And so it was meant in our racial lives . . . each race, within its own framework has the freedom to teach . . to instruct . . to develop . . to ask for and receive deserved help from others of separate racial stations. This is the great freedom of our American founding fathers . . . but if we amalgamate into the one unit as advocated by the communist philosophers . . then the enrichment of our lives . . . the freedom for our development . . . is gone forever. We become, therefore, a mongrel unit of one under a single all powerful government . . . and we stand for everything . . . and for nothing.

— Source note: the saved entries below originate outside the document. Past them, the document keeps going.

Issue #13020, opened 2024-02-12
QUERY_THREAD_TIMEOUT env variable does not affect automations


enpro-github:
**Checklist**
- [X] I have searched budibase discussions and github issues to check if my issue already exists

- Self
  - Method: <method> 
  - Budibase Version: 2.19.0

QUERY_THREAD_TIMEOUT works fine for external connections when they're not used inside of an external connector. Otherwise queries will timeout inside of an automation after 12 seconds. 

**To Reproduce**
1. Create an external data connector in automations and run a query that takes longer than 12 seconds

**Expected behavior**
I want the query to complete the same way it does when I'm using the external connector without automations

**Desktop (please complete the following information):**
 - OS: Windows 10
 - Chrome

mike12345567:
Hi @enpro-github - I attempted to recreate this, queries running within automations today have no timeouts, they will run for as long as is required for them to complete.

The true brotherhood of America, of respecting the separateness of others . . and uniting in effort . . has been so twisted and distorted from its original concept that there is a small wonder that communism is winning the world.

We invite the negro citizens of Alabama to work with us from his separate racial station . . as we will work with him . . to develop, to grow in individual freedom and enrichment. We want jobs and a good future for BOTH races . . the tubercular and the infirm. This is the basic heritage of my religion, if which I make full practice . . . . for we are all the handiwork of God.

But we warn those, of any group, who would follow the false doctrine of communistic amalgamation that we will not surrender our system of government . . . our freedom of race and religion . . . that freedom was won at a hard price and if it requires a hard price to retain it . . we are able . . and quite willing to pay it.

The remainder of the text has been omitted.